• Collection entries:
====
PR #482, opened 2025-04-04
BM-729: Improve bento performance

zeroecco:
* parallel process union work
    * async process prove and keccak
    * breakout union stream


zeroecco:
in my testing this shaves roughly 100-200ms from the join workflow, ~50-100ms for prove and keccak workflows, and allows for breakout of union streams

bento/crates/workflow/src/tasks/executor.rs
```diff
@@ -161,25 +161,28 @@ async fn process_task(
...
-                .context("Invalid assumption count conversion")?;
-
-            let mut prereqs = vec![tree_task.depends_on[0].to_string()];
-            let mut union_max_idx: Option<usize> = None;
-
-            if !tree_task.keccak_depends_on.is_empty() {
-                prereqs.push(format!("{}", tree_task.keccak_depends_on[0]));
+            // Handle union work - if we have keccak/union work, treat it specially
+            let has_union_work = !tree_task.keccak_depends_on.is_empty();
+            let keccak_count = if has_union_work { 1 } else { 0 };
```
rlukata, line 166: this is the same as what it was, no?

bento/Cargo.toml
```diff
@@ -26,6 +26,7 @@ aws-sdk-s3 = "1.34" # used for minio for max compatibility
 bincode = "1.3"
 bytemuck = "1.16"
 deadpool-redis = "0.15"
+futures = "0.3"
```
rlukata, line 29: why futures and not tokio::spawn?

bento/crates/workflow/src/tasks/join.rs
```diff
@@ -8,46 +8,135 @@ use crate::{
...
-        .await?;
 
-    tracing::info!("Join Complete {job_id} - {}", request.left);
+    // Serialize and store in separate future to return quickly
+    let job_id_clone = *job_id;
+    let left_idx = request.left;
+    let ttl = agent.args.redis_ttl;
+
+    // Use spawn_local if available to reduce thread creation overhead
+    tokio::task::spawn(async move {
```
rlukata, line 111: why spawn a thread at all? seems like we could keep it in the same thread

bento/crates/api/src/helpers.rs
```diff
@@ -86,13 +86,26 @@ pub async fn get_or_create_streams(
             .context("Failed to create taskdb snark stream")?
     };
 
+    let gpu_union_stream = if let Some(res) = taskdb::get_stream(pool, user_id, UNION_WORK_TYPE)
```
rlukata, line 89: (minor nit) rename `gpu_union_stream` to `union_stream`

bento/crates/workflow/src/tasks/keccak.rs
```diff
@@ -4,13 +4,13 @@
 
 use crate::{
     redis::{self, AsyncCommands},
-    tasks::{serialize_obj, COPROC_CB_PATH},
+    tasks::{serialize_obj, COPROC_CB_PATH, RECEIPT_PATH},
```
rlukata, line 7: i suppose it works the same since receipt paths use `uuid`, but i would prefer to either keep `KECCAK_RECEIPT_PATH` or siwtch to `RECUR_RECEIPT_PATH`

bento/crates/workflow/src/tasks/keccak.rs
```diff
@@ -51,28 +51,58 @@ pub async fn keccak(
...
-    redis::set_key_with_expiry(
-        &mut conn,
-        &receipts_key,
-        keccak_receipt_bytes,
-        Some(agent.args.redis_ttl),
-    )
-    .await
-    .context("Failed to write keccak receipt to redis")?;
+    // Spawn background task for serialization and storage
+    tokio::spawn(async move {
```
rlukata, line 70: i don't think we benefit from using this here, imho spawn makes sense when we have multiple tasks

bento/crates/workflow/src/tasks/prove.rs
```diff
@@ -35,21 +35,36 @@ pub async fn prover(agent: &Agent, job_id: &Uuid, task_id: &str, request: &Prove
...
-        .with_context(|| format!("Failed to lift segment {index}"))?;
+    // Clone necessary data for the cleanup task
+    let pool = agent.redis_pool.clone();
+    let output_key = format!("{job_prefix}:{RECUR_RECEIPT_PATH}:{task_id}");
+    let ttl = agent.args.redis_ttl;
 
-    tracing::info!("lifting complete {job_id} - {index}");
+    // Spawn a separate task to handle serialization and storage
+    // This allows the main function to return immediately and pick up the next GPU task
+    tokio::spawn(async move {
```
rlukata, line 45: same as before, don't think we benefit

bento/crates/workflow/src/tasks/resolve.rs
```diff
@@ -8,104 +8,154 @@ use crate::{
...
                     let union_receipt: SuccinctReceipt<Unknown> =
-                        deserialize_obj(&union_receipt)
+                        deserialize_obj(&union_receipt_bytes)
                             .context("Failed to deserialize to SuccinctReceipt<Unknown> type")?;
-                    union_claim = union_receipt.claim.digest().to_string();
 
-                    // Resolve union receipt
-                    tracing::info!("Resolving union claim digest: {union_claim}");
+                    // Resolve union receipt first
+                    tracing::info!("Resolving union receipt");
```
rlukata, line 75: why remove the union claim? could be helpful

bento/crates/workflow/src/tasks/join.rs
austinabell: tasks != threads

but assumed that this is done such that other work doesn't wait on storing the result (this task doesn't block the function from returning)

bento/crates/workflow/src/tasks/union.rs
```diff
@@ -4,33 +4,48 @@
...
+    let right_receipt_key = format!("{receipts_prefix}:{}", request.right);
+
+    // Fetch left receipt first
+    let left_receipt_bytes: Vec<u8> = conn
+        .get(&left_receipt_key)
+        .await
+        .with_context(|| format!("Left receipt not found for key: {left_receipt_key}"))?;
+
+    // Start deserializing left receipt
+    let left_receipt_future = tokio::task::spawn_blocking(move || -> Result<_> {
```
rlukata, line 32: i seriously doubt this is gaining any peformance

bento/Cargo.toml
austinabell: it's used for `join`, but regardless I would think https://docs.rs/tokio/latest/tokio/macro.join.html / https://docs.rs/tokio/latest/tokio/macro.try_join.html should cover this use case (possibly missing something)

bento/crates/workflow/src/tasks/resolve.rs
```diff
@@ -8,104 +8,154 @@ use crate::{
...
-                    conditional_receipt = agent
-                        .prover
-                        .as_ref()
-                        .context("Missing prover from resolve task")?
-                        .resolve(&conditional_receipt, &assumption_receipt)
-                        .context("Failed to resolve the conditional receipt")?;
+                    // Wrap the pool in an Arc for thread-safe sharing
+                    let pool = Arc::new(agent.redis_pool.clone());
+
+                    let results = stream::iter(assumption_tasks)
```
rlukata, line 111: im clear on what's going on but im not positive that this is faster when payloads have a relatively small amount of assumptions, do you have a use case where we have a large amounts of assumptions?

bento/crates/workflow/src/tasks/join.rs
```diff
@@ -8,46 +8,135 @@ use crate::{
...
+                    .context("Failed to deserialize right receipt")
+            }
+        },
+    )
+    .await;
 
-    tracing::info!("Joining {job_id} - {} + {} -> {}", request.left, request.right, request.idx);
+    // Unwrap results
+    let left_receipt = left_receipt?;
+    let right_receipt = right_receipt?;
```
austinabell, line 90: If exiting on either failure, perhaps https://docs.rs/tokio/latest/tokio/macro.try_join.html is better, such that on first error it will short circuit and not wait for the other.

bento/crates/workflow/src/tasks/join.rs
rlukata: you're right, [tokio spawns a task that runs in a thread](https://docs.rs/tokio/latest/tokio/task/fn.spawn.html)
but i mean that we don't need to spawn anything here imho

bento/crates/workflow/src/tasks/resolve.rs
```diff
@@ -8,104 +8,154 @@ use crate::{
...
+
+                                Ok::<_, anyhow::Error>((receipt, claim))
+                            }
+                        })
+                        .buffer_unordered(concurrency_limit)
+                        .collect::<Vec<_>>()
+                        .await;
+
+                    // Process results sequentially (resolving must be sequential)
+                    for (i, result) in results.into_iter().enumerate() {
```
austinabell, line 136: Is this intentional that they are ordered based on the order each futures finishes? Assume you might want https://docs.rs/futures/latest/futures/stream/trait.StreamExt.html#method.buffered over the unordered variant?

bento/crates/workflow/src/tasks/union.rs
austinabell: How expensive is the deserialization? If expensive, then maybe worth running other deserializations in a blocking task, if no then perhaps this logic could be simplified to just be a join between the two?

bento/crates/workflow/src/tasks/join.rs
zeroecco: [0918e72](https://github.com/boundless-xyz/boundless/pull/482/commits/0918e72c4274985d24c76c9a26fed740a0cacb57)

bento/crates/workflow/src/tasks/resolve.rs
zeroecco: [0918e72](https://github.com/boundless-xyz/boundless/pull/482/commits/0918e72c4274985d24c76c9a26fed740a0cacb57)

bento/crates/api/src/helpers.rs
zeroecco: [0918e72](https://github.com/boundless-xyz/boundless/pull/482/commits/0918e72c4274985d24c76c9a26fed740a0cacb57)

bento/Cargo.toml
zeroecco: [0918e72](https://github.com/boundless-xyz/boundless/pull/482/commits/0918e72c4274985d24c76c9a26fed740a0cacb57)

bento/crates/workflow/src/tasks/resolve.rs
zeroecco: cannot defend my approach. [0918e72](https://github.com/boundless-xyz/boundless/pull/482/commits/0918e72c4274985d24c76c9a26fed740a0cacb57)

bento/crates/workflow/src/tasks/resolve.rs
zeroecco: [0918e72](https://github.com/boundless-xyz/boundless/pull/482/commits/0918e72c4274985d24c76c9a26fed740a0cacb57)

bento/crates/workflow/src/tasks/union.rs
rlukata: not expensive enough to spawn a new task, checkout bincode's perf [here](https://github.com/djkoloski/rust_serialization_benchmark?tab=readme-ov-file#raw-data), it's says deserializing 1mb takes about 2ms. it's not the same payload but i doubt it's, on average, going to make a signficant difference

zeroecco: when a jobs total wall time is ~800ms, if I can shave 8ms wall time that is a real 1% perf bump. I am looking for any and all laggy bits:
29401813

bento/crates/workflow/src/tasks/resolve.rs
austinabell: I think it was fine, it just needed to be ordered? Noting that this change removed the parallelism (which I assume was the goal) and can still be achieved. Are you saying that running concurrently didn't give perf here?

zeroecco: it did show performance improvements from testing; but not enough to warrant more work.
====
• Aim of the exercise: Among the lines above, find those that contain the word "tracing" and copy them.

• Task result:
-    tracing::info!("Join Complete {job_id} - {}", request.left);
-    tracing::info!("lifting complete {job_id} - {index}");
-                    tracing::info!("Resolving union claim digest: {union_claim}");
+                    tracing::info!("Resolving union receipt");
-    tracing::info!("Joining {job_id} - {} + {} -> {}", request.left, request.right, request.idx);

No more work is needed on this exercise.